Basic descriptive statistics of the allozyme dataset were computed using the softwares FSTAT 2.9.3 and BIOSYS-2. These included population allele frequencies, observed (HO) and unbiased expected (HE) heterozygosity and allelic richness (AR, an estimate of the average number of alleles per locus corrected for sample size). FSTAT was also used to test departures from the expected Hardy–Weinberg (HW) equilibrium and genotypic linkage equilibrium between pairs of loci in each population sample.

The analysis of the occurrence and extent of admixture between the two spectacled salamanders within their putative area of secondary contact was conducted using two methodological approaches: the Bayesian clustering algorithm implemented in the software STRUCTURE 2.3.449 and the Bayesian analysis of the genotypic classes (pure, F1, F2 and backcrosses) as implemented in NEWHYBRID50.

The analysis with STRUCTURE was conducted using a model allowing for admixture and independent allele frequencies among populations. Given the main purpose of this study, we were particularly interested in a model with two clusters (i.e., K = 2), to assess the occurrence of individuals of mixed ancestry in our sample. Nevertheless, to explore the occurrence of further population structure within both species we ran STRUCTURE with K ranging from 1 to 10 and we analyzed results both with K = 2 and with the best clustering option, as suggested by the post-processing of the STRUCTURE output. For each value of K we carried out 10 replicates of the analysis, with 100,000 Markov Chain Monte Carlo (MCMC) iterations following a burn-in of 50,000 iterations, as these settings guaranteed convergence of the Markov chains to a stationary distribution (see Supplementary Information). The results of the analysis using STRUCTURE were summarized and analysed using STRUCTURE HARVESTER51.

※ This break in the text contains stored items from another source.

PR #745, opened 2022-07-25
Remove TextUtils

jreij:
`TextUtils` was used in the java classes but it's not necessary anymore with Kotlin and it creates problems with testing.

### DIFF
--- a/card/src/main/java/com/adyen/checkout/card/ui/CardNumberInput.kt
+++ b/card/src/main/java/com/adyen/checkout/card/ui/CardNumberInput.kt
@@ -11,7 +11,6 @@ import android.content.Context
 import android.os.Build
 import android.text.Editable
 import android.text.InputType
-import android.text.TextUtils
 import android.text.method.DigitsKeyListener
 import android.util.AttributeSet
 import com.adyen.checkout.card.util.CardValidationUtils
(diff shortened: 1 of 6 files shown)


card/src/main/java/com/adyen/checkout/card/ui/CardNumberInput.kt
```diff
@@ -68,7 +67,7 @@ open class CardNumberInput @JvmOverloads constructor(
     private fun formatProcessedString(processedValue: String): String {
         val result =
             splitStringWithMask(processedValue, *if (isAmexCard) AMEX_CARD_NUMBER_MASK else DEFAULT_CARD_NUMBER_MASK)
-        return TextUtils.join(DIGIT_SEPARATOR.toString() + "", result).trim { it <= ' ' }
```
ozgur00, line 71: Not related to this change but I think it would be nice to extract this formatting logic to somewhere else and unit test it.

ozgur00 (approved):

card/src/main/java/com/adyen/checkout/card/ui/CardNumberInput.kt
jreij: Agreed, can you create a ticket for it? 🙏

PR #753, opened 2022-08-11
Refactor StatusRepository

OscarSpruit:
Refactor `StatusRepository` to use flows and remove the complex polling mechanism.


drop-in/src/main/java/com/adyen/checkout/dropin/ActionHandler.kt
```diff
@@ -83,10 +83,10 @@ class ActionHandler(
         activity: FragmentActivity,
         provider: ActionComponentProvider<out BaseActionComponent<out Configuration>, out Configuration>
     ) {
-        getActionComponentFor(activity, provider, dropInConfiguration).apply {
+        getActionComponentFor(activity, activity.application, provider, dropInConfiguration).apply {
```
etman55, line 86: I guess this has nothing to do with StatusRepository refactor, so it's better to be done in a separate PR.

drop-in/src/main/java/com/adyen/checkout/dropin/ComponentParsingProvider.kt
```diff
@@ -444,51 +445,45 @@ internal fun getActionProviderFor(
...
- * Provides a [BaseActionComponent] from an [ActionComponentProvider].
- *
- * @param activity The Action which the ActionComponent lifecycle will be bound to.
- * @param provider The component provider.
- * @throws CheckoutException In case a component cannot be created.
- */
 @Suppress("ComplexMethod", "LongMethod")
-internal fun getActionComponentFor(
-    activity: FragmentActivity,
+internal fun <T> getActionComponentFor(
```
etman55, line 449: I guess this has nothing to do with StatusRepository refactor, so it's better to be done in a separate PR.

drop-in/src/main/java/com/adyen/checkout/dropin/ui/action/ActionComponentDialogFragment.kt
```diff
@@ -147,13 +147,21 @@ class ActionComponentDialogFragment : DropInBottomSheetDialogFragment(), Observe
...
+
         if (!provider.requiresView(action)) {
             throw ComponentException(
                 "Action is not viewable - action: ${action.type} - " +
                     "paymentMethod: ${action.paymentMethodType}"
             )
         }
-        val component = getActionComponentFor(requireActivity(), provider, dropInViewModel.dropInConfiguration)
+
+        val component = getActionComponentFor(
```
etman55, line 158: I guess this has nothing to do with StatusRepository refactor, so it's better to be done in a separate PR.

drop-in/src/main/java/com/adyen/checkout/dropin/ActionHandler.kt
OscarSpruit: Fair enough, will keep that in mind for next time. It does however solve a big issue with the `StatusRepository`. The component wasn't destroyed after the fragment was, causing the polling to go on as long as the `DropInActivity` is alive

components-core/src/main/java/com/adyen/checkout/components/status/StatusRepository.kt
```diff
@@ -1,142 +1,99 @@
...
-            elapsedTime <= MAX_POLLING_DURATION_MILLIS -> pollingDelay = POLLING_DELAY_SLOW
-            else -> _errorLiveData.setValue(ComponentException("Status requesting timed out with no result"))
-        }
+    fun refreshStatus(paymentData: String) {
+        refreshFlow.tryEmit(paymentData)
     }
 
     companion object {
-        val TAG = getTag()
         val MAX_POLLING_DURATION_MILLIS = TimeUnit.MINUTES.toMillis(15)
```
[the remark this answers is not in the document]
OscarSpruit: Also noticed that, but now that I know how the payment method works it makes sense. For QR codes for example, they have to finish the flow in another app. 15 minutes gives people plenty of time to complete the stuff in that app and come back to us

drop-in/src/main/java/com/adyen/checkout/dropin/ActionHandler.kt
etman55: good catch, I didn't notice that.

components-core/src/main/java/com/adyen/checkout/components/status/StatusRepository.kt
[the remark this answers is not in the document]
etman55: Okay, but what happen when the user comes back to us does it start counting again or continue counting from last time?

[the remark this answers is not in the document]
OscarSpruit: It just continues and then when the time is over an error message is displayed

etman55 (approved):

jreij (approved):
LGTM 👍
As we discussed it would be nice if we can find a way to get the timer status from the repository itself but it's not so necessary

The assignment of individuals to the various hybrid classes with NEWHYBRID was performed by computing 100,000 MCMC iterations following 20,000 iterations discarded as burn-in (after checking for stationarity). The analysis was run with two population samples (which received a q > 0.95 during previous STRUCTURE runs) pre-assigned as parental (i.e., ‘z’ option in use), following suggestions by50.

The best threshold values to confidently identify an individual as admixed in the STRUCTURE analyses, or to assign it to a particular hybrid class in NEWHYBRID, were identified using the approach of52. We selected 30 individuals receiving q > 0.95 during preliminary STRUCTURE runs and used them to simulate 100 individuals of each hybrid class (pure S. terdigitata, pure S. perspicillata, F1, F2, backcross to S. terdigitata and backcross to S. perspicillata) using the program HYBRIDLAB 1.053. This program generates hybrid genotypes by randomly sampling alleles at each locus as a function of the respective frequencies and assuming random mating, linkage equilibrium and markers' neutrality. No specific parameter settings are allowed by HYBRIDLAB. We repeated this procedure 10 times and ran the analyses with both STRUCTURE and NEWHYBRID using the same settings employed for the real dataset. Results based on simulated genotypes were used to estimate efficiency (the proportion of individuals in a group that were correctly identified), accuracy (the proportion of an identified group that truly belongs to that category) and performance (the product of efficiency and accuracy, varying from 0 [min] to 1 [max]) of the two methods under the threshold values 0.95, 0.90, 0.85, 0.80 and 0.75. Finally, for each method, the threshold value maximizing the overall performance of the model was retained and used to analyse the real dataset.